• turbulence generator
• low pressure turbine
• wind tunnel
• hot wire anemometry
• length scales
• turbulence
• turbomachinery

The main objective of this thesis is to characterize the incoming flow to the low-pressure blade cascade installed in the C1 facility, a low-speed wind tunnel with atmospheric discharge located at the von Karman Institute. This work is part of a broader project aimed at characterizing blade losses under varying levels of inlet turbulence. To achieve this goal, it was necessary to characterize the incoming flow and to have the capability to vary its turbulent characteristics through an active turbulence grid.
The key parameters of interest for turbulent flow characterization are turbulence intensity and integral scale. During this campaign, these are evaluated using the thermal anemometry measurement technique, fundamental in the study of turbulent flows in turbomachinery applications.

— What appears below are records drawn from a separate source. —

PR #5539, opened 2025-11-09
feat: deprecate string usage in Convert To List with warning

### LINKED ISSUE #5538: Deprecate possibility to use Convert To List (from Collections) to do the same as Split String To Characters (from String)
Currently, `Convert To List` and `Split String To Character` share the same implementation. Adding annotations (and thus enabling automatic type conversion) will change their behavior so they are actually two keywords to do two different things.

However, the `Convert To List` keyword cannot be annotated as desired since arbitrary strings (i.e. strings not resulting in an Iterable after literal_eval) would no longer be accepted unless an annotation such as `Sequence | str` would be used. That would however result in undesirable behavior for non-iterable arguments; passing e.g. the `int` 42 to `Convert To List` would then result in `["4", "2"]` being returned (instead of a type conversion error).

`Convert To List` should emit a deprecation warning when a `str` argument is passed to it, pointing the user to `Split String To Character` from the String library. Then after the deprecation period the annotation can be changed to `item: Sequence` (or `item: Iterable` if a converter for that annotation is implemented in the future).

CommitToday:
## Overview
This PR addresses issue #5538 by deprecating the usage of strings with the `Convert To List` keyword in the Collections library. A deprecation warning is now issued when a string is passed to this keyword, directing users to use `Split String To Characters` from the String library instead.

## Checklist
- [x] Code changes implemented
- [ ] Tests updated (pending)
- [x] Deprecation warning added

## Proof
The changes introduce a deprecation warning when the `Convert To List` keyword receives a string input. This will guide users to use the more appropriate `Split String To Characters` keyword from the String library, improving clarity and preventing potential misuse.

## Closes
#5538

### DIFF
--- a/logs/.e0b4d3cecc61067bf318824d38b6444bf2fbbe27-audit.json
+++ b/logs/.e0b4d3cecc61067bf318824d38b6444bf2fbbe27-audit.json
@@ -1,0 +1,15 @@
+{
+    "keep": {
+        "days": true,
+        "amount": 14
+    },
+    "auditLog": "/Users/soulsniper/robotframework/logs/.e0b4d3cecc61067bf318824d38b6444bf2fbbe27-audit.json",
+    "files": [
+        {
+            "date": 1762656359615,
+            "name": "/Users/soulsniper/robotframework/logs/mcp-puppeteer-2025-11-08.log",
+            "hash": "fd7fa9fade75e7b4aaff6aa1c47bc16a40c323abecd2641bb4497f1d27a8aeeb"
+        }
+    ],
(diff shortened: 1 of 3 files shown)


pekkaklarck:
Thanks for the PR. As you can read from the issue, we haven't yet decided do we want to do this and my current thinking is no. In that case this PR will be closed. Otherwise tests are needed and the included log files should be removed.

pekkaklarck:
#5538 that proposed this change was closed as not planned. I'll close this as well. Hopefully you find something else you can work on!

PR #5542, opened 2025-11-11
Add annotations to xml

### LINKED ISSUE #5541: Add annotations to XML.py
This issue is part of the annotation effort on the standard libraries.

The linked PR highlights some points of attention that need a decision before finalizing the PR.

#### Use of Protocols
I've added Protocols to annotate the relevant etree classes / methods.
The reason for this is the nature of the `xml.etree` module and the support for `lxml`. While the `xml.etree` implementation is a reference interface that other tools should follow, no Protocols are available in the `xml.etree` module. While using the actual classes from the `xml.etree` module could be used for annotations, there is the risk that any type checks would fail at runtime if `lxml` is used.
In addition, both `xml.etree` and `lxml` are not particularly well annotated (if at all). The addition of Protocols with proper annotations should allow us control over any automatic argument conversion and / or documentation generation.

#### `"bytes | str"` usage
In many places, the `"bytes | str"` annotation is used and there's a number of unresolved pyright/mypy errors due to this. The core of this issue is that fact that most properties of an `Element` can be `str` or `bytes` (https://docs.python.org/3/library/xml.etree.elementtree.html#xml.etree.ElementTree.Element):
> The element name, attribute names, and attribute values can be either bytestrings or Unicode strings. tag is the element name. attrib is an optional dictionary, containing element attributes. extra contains additional attributes, given as keyword arguments

Now for a given keyword call / `Element` it is to be expected that either `str` or `bytes` are used, but there is no way to enforce this.

#### `source: "Element | Unparsed"` annotation
This is the most common annotation within this library and I'd like to centralize / alias it, but this does not seem possible without access to `TypeAlias`. It appears that a type alias using `Union` does not preserve / respect the order of the types and that causes problems with automatic argument conversion; if the `str` annotation (the last part of the `Unparsed` alias) is found before `Element`, the argument conversion will convert the `Element` to its string representation.

robinmackaij:
closes #5541

### DIFF
--- a/src/robot/libraries/XML.py
+++ b/src/robot/libraries/XML.py
@@ -17,7 +17,6 @@ import copy
 import os
 import re
 from collections.abc import Iterator
-from io import BytesIO
 from pathlib import Path
 from typing import Any, Callable, NoReturn
 from xml.etree import ElementTree as ET
@@ -596,7 +595,7 @@ class XML:
         | ${children} =    | Get Elements | ${XML} | first/child |
         | Should Be Empty  |  ${children} |        |             |
         """
-        if isinstance(source, (str, bytes, bytearray, Path, BytesIO)):
+        if isinstance(source, (str, bytes, os.PathLike)):
             source = self.parse_xml(source)
         finder = ElementFinder(self.etree, self.modern_etree, self.lxml_etree)
         return finder.find_all(source, xpath)
@@ -842,7 +841,7 @@ class XML:
         self,
         source: Any,
         xpath: str = ".",
-    ) -> "dict[bytes | str, bytes | str]":
+    ) -> "dict[str, str]":
         """Returns all attributes of the specified element.
 
         The element whose attributes to return is specified using ``source`` and
@@ -1598,7 +1597,7 @@ class NameSpaceStripper:
         self,
         elem: Element,
         preserve: bool = True,
-        current_ns: "bytes | str | None" = None,
+        current_ns: "str | None" = None,
         top: bool = True,
     ):
         if elem.tag.startswith("{") and "}" in elem.tag:
@@ -1617,7 +1616,7 @@ class NameSpaceStripper:
     def unstrip(
         self,
         elem: Element,
-        current_ns: "bytes | str | None" = None,
+        current_ns: "str | None" = None,
         copied: bool = False,
     ) -> Element:
         if not copied:


robinmackaij:
Updated annotation for `source` to be 3.8/3.9 and 3.10+ compatible.

While trying some things, I found that `Union` versions for `Unparsed` and `Element` file on all versions, while the stringified `source: "Element | Unparsed"` works for 3.8/3.9 but fails for 3.10+. So there's somehow a difference in the behavior of `Union[Element, Unparsed]` and `"Element | Unparsed"`.

While the current `source: Source` with `Source = Union[Element, Any]` (where the `source` can be an Element of Unparsed) isn't great, I'm inclined to say improving this is better done in / after the release where we drop 3.8 and 3.9 support so we get access to `TypeAlias` and non-stringified `|` usage. We'd also have access to `typing.Annotated` that could be helpful in case we can't get rid of the `Any` usage; using `Annotated` metadata we could get nice libdoc output even if the internal annotations aren't  complete.

src/robot/libraries/XML.py
```diff
@@ -991,25 +1141,27 @@ def elements_should_match(
...
-    def _sort_children(self, element):
+    def _sort_children(self, element: Element):
         tails = [child.tail for child in element]
         element[:] = sorted(element, key=lambda child: child.tag)
         for child, tail in zip(element, tails):
             child.tail = tail
 
-    def set_element_tag(self, source, tag, xpath="."):
+    def set_element_tag(
+        self, source: Source, tag: str, xpath: str = "."
```
robinmackaij: `tag` should be annotated `"str | bytes"`. This applies to other keywords too.

src/robot/libraries/XML.py
```diff
@@ -43,6 +47,113 @@
 should_match = BuiltIn().should_match
 
 
+@runtime_checkable
+class Element(Protocol):
+    tag: "bytes | str"
+
+    text: "None | str"
```
robinmackaij: @pekkaklarck `text` and `tail` can (per the `xml.etree.ElementTree.Element` documentation) contain arbitrary objects:
> These attributes can be used to hold additional data associated with the element. Their values are usually strings but may be any application-specific object.
> ...
> Applications may store arbitrary objects in these attributes.

This means that technically, the annotations here (and in all keywords related to `text` or `tail`) would have to be 'object'. At the same time, no tests fail on the current `"None | str"` annotations which indicates to me that we have no tests that check on handling "application-specific / arbitrary objects" in keywords. I also don't really see how working with arbitrary data for this would actually work. What do we want to do here?

pekkaklarck:
Let's not make this complicated with Protocols. We are adding typing mainly for documentation purposes and partly to help Robot editord, the idea isn't, at least now, to do type checking. Complex types also don't help with the documentation goal, they just look confusing for non-technical users.

I want to get RF 7.4 out soon. To keep this simple and to avoid wasting time, there are only two ways I see `source` can be annottated:

1. As `Any`. This is also the way I believe it should be annotated in the beginning to get all the other annotations in.
2. As a custom `Source` class with a custom converter having documentation that explains supported values. This would be good considering the main goal is enhancing documentation. Type checkers may not like it, but type checking isn't the goal so that's not a big problem.

If you want, you can experiment with Protocols and other ways to make typing better after the option 1. above is ready. If that brings concrete benefits, doesn't complicated code and doesn't make Libdoc documentation complicated, I can consider including it. I anyway want to be extremely clear that *most likely such a PR will not be merged* at least in RF 7.4 timeframe.

My proposal how to move forward:
1. You create a PR with `source: Any` (or with `source: Source` where `Source` is a type alias `Source = Any`).
2. I merge that PR.
3. You continue experimenting with better typing if you have interest and don't mind if such enhancement may not be accepted.
4. I test how using a custom class with custom docs looks like.
5. I make a decision between `Any`, custom class and your possible PR with enhanced typing.

robinmackaij:
Ok, let's do that. I do believe that at least exploring Protocol with
the @runtime_checkable is worth some of our time since I think that if we
can support that, it'll be useful for library authors.

I'll see if I can update the PR tomorrow but I have a busy weekend ahead so
computer time may be very limited.

robinmackaij:
Subclassing `Any` is not possible / allowed. Also, docstrings for custom classes are not reflected in the libdoc annotations, so I've used 2 "empty" classes `Element` and `ElementOrUnparsed`.

This means mypy / pylance don't report anything meaningful, but I believe this is the most useful / clear for the users of the library / keyword docs.

src/robot/libraries/XML.py
```diff
@@ -30,18 +33,27 @@
...
 
+Unparsed = Union[BytesIO, bytes, bytearray, Path, str]
+
+
+class Element:
+    """An XML Element"""
+
+
+class ElementOrUnparsed:
+    """Element | Unparsed"""
```
pekkaklarck: I thought I was explicit [when I wrote](https://github.com/robotframework/robotframework/pull/5542#issuecomment-3528632502) that I want `source` to be initially typed as `Any` or as `source: Source` where `Source` is a type alias `Source = Any`. We can then experiment with better typing, but I'm fairly sure using something complicated like `BytesIO | bytes | bytearray | Path | str` or something like `ElementOrUnparsed` that's not explained anywhere isn't a good idea.

If you absolutely don't want to use `Any` initially, that's fine. I'll then just change it myself after merging this.

src/robot/libraries/XML.py
```diff
@@ -512,17 +529,17 @@ def parse_xml(self, source, keep_clark_notation=False, strip_namespaces=False):
         """
         if isinstance(source, os.PathLike):
             source = str(source)
-        with ETSource(source) as source:
-            tree = self.etree.parse(source)
+        with ETSource(source) as source_:
+            tree = self.etree.parse(source_)
```
pekkaklarck, line 527: Why this change?

src/robot/libraries/XML.py
```diff
@@ -512,17 +529,17 @@ def parse_xml(self, source, keep_clark_notation=False, strip_namespaces=False):
...
-            lxml_etree.strip_elements(tree, *strip, with_tail=False)
+            strip = (lxml_etree.Comment, lxml_etree.ProcessingInstruction)  # type: ignore
+            lxml_etree.strip_elements(tree, *strip, with_tail=False)  # type: ignore
         root = tree.getroot()
         if not keep_clark_notation:
             self._ns_stripper.strip(root, preserve=not strip_namespaces)
         return root
 
-    def get_element(self, source, xpath="."):
+    def get_element(self, source: ElementOrUnparsed, xpath: str = ".") -> Element:
```
pekkaklarck: As I already commented, `ElementOrUnparsed` should be changed to `Any` or, probably better, to `Source` that is a type alias. Using `Element` as the return type looks good to me, though. For consistency it could be just a type alias initially, but using a concrete class is fine too. After the basic stuff is merged, we can experiment adding type documentation to it.

src/robot/libraries/XML.py
```diff
@@ -582,12 +601,14 @@ def get_elements(self, source, xpath):
...
-        if isinstance(source, (str, bytes, os.PathLike)):
+        if isinstance(source, (str, bytes, bytearray, Path, BytesIO)):
             source = self.parse_xml(source)
         finder = ElementFinder(self.etree, self.modern_etree, self.lxml_etree)
         return finder.find_all(source, xpath)
 
-    def get_child_elements(self, source, xpath="."):
+    def get_child_elements(
+        self, source: ElementOrUnparsed, xpath: str = "."
+    ) -> "list[Element]":
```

To achieve the set objective, it was necessary to design and construct a turbulence grid capable of varying the inlet conditions. This grid had to be able to slide along the lower plane of the tunnel and inject a variable amount of air into the flow through small holes drilled on cylindrical bars. A characterization of this grid was conducted to correlate the imposed pressure difference with the processed flow rate, thus allowing the evaluation of a dimensionless injection ratio. Subsequently, the experimental campaign started, during which we observed a wider range of intensity and integral scale achievable with this grid compared to a simple passive grid, where this two parameters are constrained to each other and solely to the grid's position relative to the measurement plane.